Posted Date: 4/1/2011
Rethinking Customer Analytics
By Lisa Terry
Capturing the reluctantly spent dollars of today’s post-recession consumer
requires retailers to be engaging, personal and relevant. To achieve this, retailers must be able to collect, analyze and act on customer information in near-real time, across all the channels they operate in. Retailers also need to understand how customer behavior differs from channel to channel, while still maintaining a single view of the customer and providing a seamless and relevant shopping experience across all touchpoints.
Relevancy is the ultimate goal for retailers: with relevancy, retailers can go beyond simple customer satisfaction and into the area of customer enthusiasm. Shoppers who are enthusiastic about a retailer’s products, services and overall brand will be more loyal to that retailer—and will be more likely to give that retailer permission to learn even more about them, thus increasing their relevancy capabilities even further.
Yesterday’s analytics technology was never designed for this level of granular real-time response.
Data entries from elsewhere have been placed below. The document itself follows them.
Issue #282, opened 2020-06-13
preinvoke execution before sendOperation action


AndrewRAM33:
Need realize ability to perform pre-action before `sendOperation` action.
`preInvoke` presents a confirmation or notification window that will be displayed before is executed `sendOperation` action.  `SendOperation` will be executed or not depend of type `preInvoke` action and user's actions.

PR #283, opened 2020-06-13
preInvoke Middleware

AndrewRAM33:
preInvoke Middleware (#282)

`preInvoke` presents a confirmation or notification window that will be displayed before is executed `sendOperation` action.  `SendOperation` will be executed or not depend of type `preInvoke` action and user's actions.

Type of preInvoke action:
- `confirm` - window with text and yes / no buttons to confirm execution
- `info` - window with info message, `sendOperation` executed.
- `error` - window with error message, `sendOperation` not executed.

Features:
- Popup bottons custom text

Example preInvoke operation:
```
confirmOperation:
    message: 'Are you sure?'
    type: 'confirm'
```


src/components/widgets/TableWidget/TableWidget.tsx
```diff
@@ -55,7 +55,7 @@ export interface TableWidgetProps extends TableWidgetOwnProps {
     filterGroups: FilterGroup[],
     onDrillDown: (widgetName: string, bcName: string, cursor: string, fieldKey: string) => void,
     onShowAll: (bcName: string, cursor: string, route: Route, widgetName: string) => void,
-    onOperationClick: (bcName: string, operationType: string, widgetName: string) => void,
+    onOperationClick: (bcName: string, operationType: string, widgetName: string, bcKey?: string, preInvoke?: OperationPreInvoke) => void,
```
Dergash, line 58: We should avoid complicating functions contract when possible.  
There are already a `widgetName` and `operationType` arguments, you can use them inside the middleware to find the widget, the operation and get `bcKey` and `preInvoke` from there

AndrewRAM33: fixed. Use from state.view.rowMeta

src/components/ui/Popup/Popup.tsx
```diff
@@ -44,10 +46,10 @@ export const Popup: FunctionComponent<PopupProps> = (props) => {
                     }
                     <div className={styles.actions}>
                         <Button onClick={props.onOkHandler} className={styles.buttonYellow}>
-                            {t('Save')}
+                            {props.OkText ? props.OkText : t('Save')}
```
Dergash, line 49:
```tsx
{props.OkText ?? t('Save')}
```

src/components/ui/Popup/Popup.tsx
```diff
@@ -44,10 +46,10 @@ export const Popup: FunctionComponent<PopupProps> = (props) => {
...
                         </Button>
                         <Button onClick={props.onCancelHandler} className={styles.buttonCancel}>
-                            {t('Cancel')}
+                            {props.cancelText ? props.cancelText : t('Cancel')}
```
Dergash, line 52:
```tsx
{props.cancelText ?? t('Cancel')}
```

src/middlewares/preInvokeMiddleware.tsx
```diff
@@ -0,0 +1,34 @@
...
+import {$do, types} from '../actions/actions'
+import {Store as CoreStore} from '../interfaces/store'
+
+const preInvokeAction = ({getState, dispatch}: MiddlewareAPI<Dispatch<AnyAction>, CoreStore>) => (next: Dispatch) =>
+    (action: AnyAction) => {
+        if (action.type === types.sendOperation) {
+            const bcName = action.payload.bcName
+            const operationType = action.payload.operationType
+            const widgetName = action.payload.widgetName
+            const preInvoke = action.payload?.confirmOperation
```
Dergash, line 15: `confirmOperation` field is deprecated:
https://github.com/tesler-platform/tesler-ui/blob/04f4874f83f6072ad938bdb749cb2d8cd5d03899/src/actions/actions.ts#L339-L342

IDE would show it if not for the missing typings; in some cases typescript can deduce the type based on the condition branch but not always: in this case it couldn't so you'll have to use manual case or write a typeguard to get correct typings for payload.

And with correct typings IDE will show that `confirmOperation` field is deprecated.
The reasoning is that when you need a pre-invoke you can calculate it based on `widgetName` and `operationType`: get the widget, read bcName, use bcName to access current row meta, use operationType to get the operation, read the `preInvoke` from there.  
The `confirmOperation` field is optional and intended for cases when you hardcode confirmation logic from front end.

src/middlewares/preInvokeMiddleware.tsx
```diff
@@ -0,0 +1,34 @@
...
+
+            return preInvoke && !action.payload.confirm
```
Dergash, line 17: You probably do not need `action.payload.confirm` here

AndrewRAM33: It necessary that `preInvokeMiddleware`  not execute when confirm response is received

src/components/ui/Popup/Popup.tsx
AndrewRAM33: fixed

src/components/ui/Popup/Popup.tsx
AndrewRAM33: fixed

src/middlewares/preInvokeMiddleware.tsx
AndrewRAM33: fixed. Get `preInvoke` Operation from state

PR #290, opened 2020-06-15
Basis for the save number of Tablewidget records

sergromanov4:
Basis for storing the number TableWidget records that you can use in your project.

### DIFF
--- a/src/actions/actions.ts
+++ b/src/actions/actions.ts
@@ -369,6 +369,26 @@ export class ActionPayloadTypes {
     } = z
 
     /**
+     * Fetch number of table records
+     * 
+     * @param widgetName What widget requires data
+     */
+    bcFetchRecordCounter: {
+        widgetName: string,
+    } = z
+
+    /**
+     * Fetch number of table records request was succesful
+     * 
+     * @param widgetName Business component that initiated data fetch
+     * @param countRecords number of table records
+     */
+    bcFetchRecordCounterSuccess: {
+        widgetName: string,
+        countRecords: number,
+    } = z
+
+    /**
      * TODO
      * 
      * @param postInvoke
--- a/src/actions/actions.ts
+++ b/src/actions/actions.ts
@@ -369,26 +369,6 @@ export class ActionPayloadTypes {
     } = z
 
     /**
-     * Fetch number of table records
-     * 
-     * @param widgetName What widget requires data
-     */
-    bcFetchRecordCounter: {
-        widgetName: string,
-    } = z
-
-    /**
-     * Fetch number of table records request was succesful
-     * 
-     * @param widgetName Business component that initiated data fetch
-     * @param countRecords number of table records
-     */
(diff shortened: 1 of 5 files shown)


src/actions/actions.ts
```diff
@@ -368,6 +368,26 @@ export class ActionPayloadTypes {
         cursor: string
     } = z
 
+    /**
+     * Fetch number of table records
+     * 
+     * @param bcName Business component that initiated data fetch
+     */
+    bcFetchRecordCounter: {
+        bcName: string,
```
Dergash, line 377: We should prefer `widgetName` instead of `bcName` when possible.  
For example, here we have an action that requires records counting - we request it from some widget, and there are  cases when it's important to know which specific widget was a source of this request, because if there are several widgets sharing the same business component there is really no way to tell them apart. So it's better to pass the widget name in actions payloads and then derive bcName from this widget.

Use bcName only in situations when there is no initiating widget

src/actions/actions.ts
```diff
@@ -368,6 +368,26 @@ export class ActionPayloadTypes {
...
+
+    /**
+     * Fetch number of table records request was succesful
+     * 
+     * @param bcName Business component that initiated data fetch
+     * @param countRecords number of table records
+     */
+    bcFetchRecordCounterSuccess: {
+        bcName: string,
+        countRecords: DataValue,
```
Dergash, line 388: It doesn't seem right.  
`DataValue` is the union of possible types for values of data fetching, while you trying to use it as a generic `Record<string, number>` type for your `{ [bcName: string]: number }` structure.
1) You can't just use the unrelated type based on the basis that structurally it matches you goals; you should introduce your own type
2) `DataValue` actually is not a match, that's why you later exlicitly converting it number
3) You probably need here just a regular `number`, it is strange to have a success action with one bc, but with countRecords being a dictionary of results for several bcs

src/index.ts
```diff
@@ -18,12 +18,14 @@ export * from './hooks'
 
 import {historyObj, changeLocation} from './reducers/router'
 export {
+    applyParams,
```
Dergash, line 21: We probably shouldn't expose this helper:
1) It's really tiny, even counting two nested functions it's only 12 lines of trivial code, it's easy to implement from the client side.
2) It is a generic helper not connected to Tesler functionallity in any way. We have a number of generic helpers and utilities in our code base related to urls, strings, dates, etc. We can't just expose all of them just because client app requires similiar functionallity and we have it implemented. There is a public API of tesler-ui and as soon as something exposed and becomes a part of this public API we have to consider semantic versioning for this helpers, meaning we are no longer free to change their contract or behavior.

Dergash:
It turns out there were no intention to elevate this functionality from project level to the Tesler UI, and as no API call implemented here and likewise no corresponging endpoint exist on Tesler API side, all the code moved to the project level instead.

I'll keep the export of `getFilters` though as this indeed will be required by any projects calling Tesler API endpoints with filtration support.

PR #293, opened 2020-06-17
PickListPopup remove footer buttons and fix title

sergromanov4:
Removed buttons from footer in PickListPopup.
Fixed title in PickListPopup.


src/components/ui/Popup/Popup.tsx
```diff
@@ -16,6 +16,7 @@ export interface PopupProps {
     bcName: string,
     widgetName?: string,
     disablePagination?: boolean,
+    disableFooterButtons?: boolean,
```
Dergash, line 19: We need a broader approach to customization. We should introduce a 'footer: React.ReactNode' property: if this property was passed down to the `<Popup />` component, we render it. If this property was not passed, then we render current default implementation. If the `null` was passed, we render nothing (your case).

This way we will not end up with bloated component API

PR #309, opened 2020-06-29
Fixed bug when preInvoke doesn`t work if you use operation in dots menu

sergromanov4:
Fixed bug when preInvoke doesn`t work if you use operation in dots menu in the TableWidget


Dergash:
I'm going to close this in favor of https://github.com/tesler-platform/tesler-ui/pull/283.  
It is intended behaviour and conscious choice to not explicitly pass `confirmOperation` in `sendAction` payload from `<TableWidget />`.  
The reasoning is that when your `confirmOperation` is operation pre-invoke, you can calculate it from the `widgetName` and `operationType` in `sendOperation` payload.  
So `confirmOperation` property in `sendOperation` payload intended for cases when you want to apply some confirmation manually, not when you already have a preinvoke assigned by Tesler API.

PR #314, opened 2020-07-01
Fixed configuration

DRITE:
There was the mistake in PR #281 

### Reasons
Let's consider reasons as chain of facts:
1. Old version of `tsconfig.json` contained option `"outDir": ""`
2. In PR #281 `ts-loader` has been upgraded to `6.2.2`
3. New version of `ts-loader` according to option `"outDir": ""` generates declaretion files in current directory.
Thats why option `"outDir": "dist"` has been added.
That was the reason of next error:
While compiling `ts-loader` concatinates pathes from option `"outDir": "dist"` of `tsconfig.json` and `output.path` of `webpack.config.js`. Thats why there was another `dist` folder in `dist` folder.

### Fixes
 In this PR `tsconfig.json` was fixed by option `"outDir": "./dist"`. It leads to correct structure in `dist` folder.

### DIFF
--- a/webpack.config.js
+++ b/webpack.config.js
@@ -5,6 +5,8 @@ const rxjsExternals = require('webpack-rxjs-externals')
 const { CleanWebpackPlugin } = require('clean-webpack-plugin')
 const CopyWebpackPlugin = require('copy-webpack-plugin')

Retailers looking to take their businesses to the next level must rethink their approach to customer analytics in order to be continually relevant in the face of constantly shifting customer desires.
Data Sources Multiplying
The good news is the unprecedented tide of consumer data available today. In addition to traditional sources such as demographics, psychographics, syndicated data, market research and loyalty/purchase history, retailers can tap e-commerce searches, customer ratings and reviews, redemption rates and activity on social media sites by customers and those who influence them.
Retailers already view customer intelligence technology as providing them with a number of hard benefits. A September 2010 RIS retailer survey reveals that 63.3% of respondents believe customer intelligence helps them increase customer wallet share, and 60% say it supports higher margins, increased comp store sales and reduction of wasted marketing dollars.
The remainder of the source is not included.